• Oxfam Intermón asks EC to make Spain comply with refugee commitment
• NGO says Spanish gov’t has resettled just 13.7% of agreed-upon refugees
Oxfam Intermón, the Spanish affiliate of international development NGO Oxfam, has filed a complaint with the European Commission against the Spanish government for its having failed to meet its agreed-upon qouta for the relocation to Spain of refugees from war-torn Syria and Iraq under the terms of a 2015 EU-wide refugee resettlement programme.
Jut one week before expiration of the scheduled 27th September deadline established under the 2015 accord, Oxfam Intermón registered the complaint with the EC in Brussels, noting that Spain has only accepted 13.7 percent of a total of 17,337 of refugees it had agreed to resettle in Spain as part of the negotiated deal among EU member states.

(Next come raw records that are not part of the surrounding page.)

PR #6557, opened 2025-01-30
stop retrying on all exceptions

rbren:
**End-user friendly description of the problem this fixes or functionality that this introduces**

- [ ] Include this change in the Release Notes. If checked, you must provide an **end-user friendly** description for your change below
no changelog

---
**Give a summary of what the PR does, explaining any non-trivial design decisions**

This is catching a lot of unrecoverable exceptions, which makes it look like the app is just stuck

We could potentially move this into a config if these errors are common enough that eval needs them. CC @xingyaoww 

---
**Link of any specific issues this addresses**

PR #9281, opened 2025-06-21
Improve rate limit message to indicate automatic retry

neubig:
## Summary

This PR improves the user experience when the agent encounters rate limiting by updating the status message to clearly indicate that the agent will retry automatically.

## Problem

Currently, when the agent gets rate-limited, users see the message "Agent is Rate Limited" which doesn't indicate:
- Whether the agent will resume automatically
- That users don't need to take any action

This leads to user confusion about whether the agent is stuck or will continue automatically.

## Solution

**Simple Message Update:**
- Changed `"Agent is Rate Limited"` to `"Agent is Rate Limited. Retrying automatically..."`
- Updated the message in all supported languages to maintain consistency

### Before:
```
Agent is Rate Limited
```
(Unclear if agent will resume)

### After:
```
Agent is Rate Limited. Retrying automatically...
```
(Clear indication of automatic retry)

## Benefits

1. **Clear Communication**: Users know the agent will retry automatically
2. **Reduced Confusion**: Eliminates uncertainty about whether action is needed
3. **Better UX**: Users can wait confidently knowing the agent will resume
4. **Multilingual Support**: Consistent message across all supported languages

## Technical Details

- Updated `CHAT_INTERFACE$AGENT_RATE_LIMITED_MESSAGE` in translation.json
- No backend changes required - leverages existing retry mechanism
- No breaking changes to existing functionality
- Simple, focused change that directly addresses the user concern

---

This improvement significantly enhances the user experience during rate limiting scenarios by providing clear communication about automatic retry behavior.

@neubig can click here to [continue refining the PR](https://app.all-hands.dev/conversations/0b0e13df5bfa4ef2a56d353bedb2003a)

---

```
docker run -it --rm   -p 3000:3000   -v /var/run/docker.sock:/var/run/docker.sock   --add-host host.docker.internal:host-gateway   -e SANDBOX_RUNTIME_CONTAINER_IMAGE=docker.all-hands.dev/all-hands-ai/runtime:ea93297-nikolaik   --name openhands-app-ea93297   docker.all-hands.dev/all-hands-ai/openhands:ea93297
```


neubig:
This LGTM

enyst:
The agent will retry several times (the configured number of retries), then stop with the same exception I think. Will this message show up when it stops, too, not only when it will retry automatically? Then it would make the user believe they can wait, when they should act. Not fully sure though.

Cc: @raymyers who has implemented this message display in the UI

neubig:
@openhands enyst makes a good point. Please check if the same message will still be displayed after the agent times out with a fixed number of retries. If so, we should add another message that will be displayed at that point that says "Agent is rate-limited. Stopped."

neubig:
@openhands Python unit tests are failing. Carefully read the GitHub workflow associated with these tests and follow it step by step to reproduce the error locally. Once you have reproduced it, fix the error. When you think it is fixed, push to GitHub and then wait 120 seconds before checking the result of the CI with the GitHub API. If any tests have failed, reproduce them locally and fix them. Then continue waiting and checking until CI passes

llamantino:
I tried the PR and what it does now is:
- It retries 4 times without any feedback on UI
- Then the message changes to Retrying, but it actually never tries again

Basically it's like before, just with a different message.

By looking at the code, it seems like before_sleep is triggered correctly, as I can see all 4 retry messages in the Docker logs (= the retries are detected). However, the exception handling logic expects multiple exceptions to be raised in order to work properly, while tenacity will only raise one (a single one, after all retries fail). That single exception triggers the initial "Retrying" message, but without other exceptions, the "fail" state is never shown. No idea why it was written that way.

Note #1: if it wasn't clear: if you want the agent to stop after tenacity fails, yet show the retry status updates, then discard the agent_controller changes, and have before_sleep trigger the status updates.

Note #2: Right now, the code does 12 retries in a very short (24 seconds) time span. Not even a minute, so most common use scenarios are likely to fail because rate limiting API server blocks aren't usually that short. There have been some complaints in Issues that I think are somewhat related to these short wait times. I looked into it and commented about it [here](https://github.com/All-Hands-AI/OpenHands/pull/6557#issuecomment-3012625588).

neubig:
@openhands read the comments from llamantino and write a failing test to demonstrate the current undesirable behavior. You MUST write a test that FAILS because the current behavior is not appropriate. Only once you have succeeded at demonstrating the current bad implementation, you can try to fix it.

neubig:
@openhands change the message according to `@amanape` 's comments

llamantino:
I tried it again, and it still looks broken.

The behavior is the same I described in my previous comment: there are no UI updates until after it stops retrying.

Abubakar-01:
**Test Setup**
Created a fake server that always returns 429 rate limit errors.
Configured OpenHands to use the fake server.
Triggered rate limiting by sending a message to the agent.

**Issue Summary**
The following behavior was observed during testing:
**Retry Mechanism**: The system retries every minute as expected.
**Message Display**: The message updates from "Agent is Rate Limited" to "Agent is Rate Limited. Retrying..."
**Identified Problem**: The message "Agent is Rate Limited. Retrying..." appears only after 8 minutes, which is somewhat misleading since the system starts retrying much earlier.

The complaint filed by Oxfam Intermón was accompanied by additional statements of support from Spain’s Socialist party (PSOE), three-year-old anti-austerity party Podemos (We Can) and the City of Madrid.
According to Oxfam Intermón director José Maria Vera, the Sanish NGO has asked in the complaint that the European Commission make the Spanish government comply with its commitment to accept 17,337 of the refugees. Resettlement of at least 9,323 of the refugees was compulsory for Spain under the terms of the EU refugee resettlement accord.